## WORK TASK
Your reply should be one number: how many lines of the records below contain the string "plan".
####
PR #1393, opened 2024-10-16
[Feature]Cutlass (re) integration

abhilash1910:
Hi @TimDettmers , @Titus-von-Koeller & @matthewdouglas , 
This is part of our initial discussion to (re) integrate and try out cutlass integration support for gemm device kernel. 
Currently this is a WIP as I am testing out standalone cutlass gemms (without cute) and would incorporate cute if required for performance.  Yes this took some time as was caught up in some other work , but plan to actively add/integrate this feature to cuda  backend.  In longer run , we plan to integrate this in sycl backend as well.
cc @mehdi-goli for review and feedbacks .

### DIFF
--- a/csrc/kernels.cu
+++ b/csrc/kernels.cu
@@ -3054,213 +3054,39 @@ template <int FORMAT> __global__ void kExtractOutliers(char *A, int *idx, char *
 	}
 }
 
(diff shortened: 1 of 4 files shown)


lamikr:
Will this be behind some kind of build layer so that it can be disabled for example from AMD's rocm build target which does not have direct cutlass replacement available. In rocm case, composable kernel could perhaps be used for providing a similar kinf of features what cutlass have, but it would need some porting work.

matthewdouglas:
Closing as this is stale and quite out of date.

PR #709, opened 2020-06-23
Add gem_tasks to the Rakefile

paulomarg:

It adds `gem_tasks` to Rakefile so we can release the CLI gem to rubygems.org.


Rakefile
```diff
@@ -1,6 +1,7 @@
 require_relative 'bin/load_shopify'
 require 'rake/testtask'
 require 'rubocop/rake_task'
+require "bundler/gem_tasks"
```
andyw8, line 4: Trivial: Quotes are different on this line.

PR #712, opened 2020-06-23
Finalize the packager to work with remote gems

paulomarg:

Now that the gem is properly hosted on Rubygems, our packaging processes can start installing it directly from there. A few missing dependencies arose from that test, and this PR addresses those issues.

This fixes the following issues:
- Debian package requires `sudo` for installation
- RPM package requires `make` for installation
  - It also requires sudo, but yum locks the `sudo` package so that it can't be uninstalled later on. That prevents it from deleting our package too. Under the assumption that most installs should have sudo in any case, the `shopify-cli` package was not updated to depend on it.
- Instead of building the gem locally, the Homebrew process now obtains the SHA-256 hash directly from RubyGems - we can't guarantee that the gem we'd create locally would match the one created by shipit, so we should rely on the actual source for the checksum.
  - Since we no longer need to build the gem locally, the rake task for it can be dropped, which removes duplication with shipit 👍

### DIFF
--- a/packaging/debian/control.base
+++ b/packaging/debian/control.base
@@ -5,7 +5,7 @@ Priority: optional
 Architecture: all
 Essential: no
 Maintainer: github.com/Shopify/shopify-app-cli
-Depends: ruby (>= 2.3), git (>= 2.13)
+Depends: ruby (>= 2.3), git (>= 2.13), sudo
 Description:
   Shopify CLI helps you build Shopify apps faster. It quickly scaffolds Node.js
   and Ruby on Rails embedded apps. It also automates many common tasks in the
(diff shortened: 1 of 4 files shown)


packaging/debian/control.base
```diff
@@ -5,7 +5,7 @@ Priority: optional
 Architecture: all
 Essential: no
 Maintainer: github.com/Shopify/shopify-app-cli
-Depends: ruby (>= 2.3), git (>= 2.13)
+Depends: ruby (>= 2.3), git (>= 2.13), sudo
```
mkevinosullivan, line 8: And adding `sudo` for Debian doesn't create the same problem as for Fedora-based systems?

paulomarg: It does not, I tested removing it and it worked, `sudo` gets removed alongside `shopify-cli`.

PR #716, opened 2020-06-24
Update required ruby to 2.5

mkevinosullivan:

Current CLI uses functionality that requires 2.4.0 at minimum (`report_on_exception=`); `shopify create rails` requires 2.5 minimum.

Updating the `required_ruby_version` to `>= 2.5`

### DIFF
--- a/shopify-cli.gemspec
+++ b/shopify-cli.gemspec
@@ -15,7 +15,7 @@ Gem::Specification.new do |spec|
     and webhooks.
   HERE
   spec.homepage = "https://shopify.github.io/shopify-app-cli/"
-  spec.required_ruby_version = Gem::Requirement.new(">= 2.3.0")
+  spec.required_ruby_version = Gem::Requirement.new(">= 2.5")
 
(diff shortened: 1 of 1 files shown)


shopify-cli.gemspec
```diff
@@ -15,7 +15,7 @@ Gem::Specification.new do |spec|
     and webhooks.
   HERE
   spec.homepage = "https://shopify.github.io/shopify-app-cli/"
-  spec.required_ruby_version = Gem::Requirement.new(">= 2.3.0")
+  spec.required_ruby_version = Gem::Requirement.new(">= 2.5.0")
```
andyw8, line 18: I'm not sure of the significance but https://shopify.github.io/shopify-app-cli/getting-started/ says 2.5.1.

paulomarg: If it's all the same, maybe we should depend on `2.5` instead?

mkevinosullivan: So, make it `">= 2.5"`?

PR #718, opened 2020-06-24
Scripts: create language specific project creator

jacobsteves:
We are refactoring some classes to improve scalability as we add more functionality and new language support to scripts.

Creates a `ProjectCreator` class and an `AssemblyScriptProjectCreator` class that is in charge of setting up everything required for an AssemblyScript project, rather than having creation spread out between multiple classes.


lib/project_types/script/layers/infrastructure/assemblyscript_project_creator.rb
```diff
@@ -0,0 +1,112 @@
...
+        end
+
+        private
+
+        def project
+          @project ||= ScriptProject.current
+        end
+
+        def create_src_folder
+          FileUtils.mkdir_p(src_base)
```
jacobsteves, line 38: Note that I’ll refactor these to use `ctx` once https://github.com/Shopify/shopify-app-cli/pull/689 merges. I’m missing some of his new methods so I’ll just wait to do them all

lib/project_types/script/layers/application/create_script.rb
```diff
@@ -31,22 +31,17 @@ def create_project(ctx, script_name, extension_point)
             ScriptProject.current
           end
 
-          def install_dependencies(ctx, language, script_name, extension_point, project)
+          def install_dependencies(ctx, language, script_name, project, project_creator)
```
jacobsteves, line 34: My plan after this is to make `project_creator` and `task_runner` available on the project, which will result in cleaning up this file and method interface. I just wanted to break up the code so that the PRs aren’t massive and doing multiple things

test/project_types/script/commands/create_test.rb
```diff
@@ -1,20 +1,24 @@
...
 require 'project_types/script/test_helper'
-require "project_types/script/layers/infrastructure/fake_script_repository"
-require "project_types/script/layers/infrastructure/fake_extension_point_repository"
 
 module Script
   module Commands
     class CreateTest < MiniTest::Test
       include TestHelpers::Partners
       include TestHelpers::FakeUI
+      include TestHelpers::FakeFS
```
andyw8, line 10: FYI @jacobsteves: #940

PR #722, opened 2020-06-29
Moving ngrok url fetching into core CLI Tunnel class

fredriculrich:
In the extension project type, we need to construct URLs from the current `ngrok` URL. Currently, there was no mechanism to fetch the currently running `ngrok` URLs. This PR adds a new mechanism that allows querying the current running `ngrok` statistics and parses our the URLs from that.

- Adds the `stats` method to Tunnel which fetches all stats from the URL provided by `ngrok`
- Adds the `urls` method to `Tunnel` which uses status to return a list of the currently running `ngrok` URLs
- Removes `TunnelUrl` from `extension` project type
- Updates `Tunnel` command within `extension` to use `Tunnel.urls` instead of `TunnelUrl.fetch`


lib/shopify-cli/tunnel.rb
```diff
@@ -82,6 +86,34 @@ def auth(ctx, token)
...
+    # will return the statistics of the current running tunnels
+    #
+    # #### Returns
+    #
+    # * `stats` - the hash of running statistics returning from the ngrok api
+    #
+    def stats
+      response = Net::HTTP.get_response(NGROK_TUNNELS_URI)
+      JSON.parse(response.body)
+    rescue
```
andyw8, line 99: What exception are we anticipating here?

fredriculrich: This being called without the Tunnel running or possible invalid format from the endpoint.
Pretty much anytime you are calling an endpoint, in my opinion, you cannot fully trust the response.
####
## SOLUTION TO THE PROBLEM
2